◆ WHAT YOU NEED TO DO ◆
The data below should be copied over with complete accuracy.

[[ STORED DATA open ]]

Issue #797, opened 2025-03-15
openrc-init: Faster shutdown


N-R-K:
Currently openrc-init has a hardcoded 3 sec delay here during shutdown:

[[ STORED DATA closed ]]

◆ WRITTEN SOLUTION ◆
Issue #797, opened 2025-03-15
openrc-init: Faster shutdown


N-R-K:
Currently openrc-init has a hardcoded 3 sec delay here during shutdown:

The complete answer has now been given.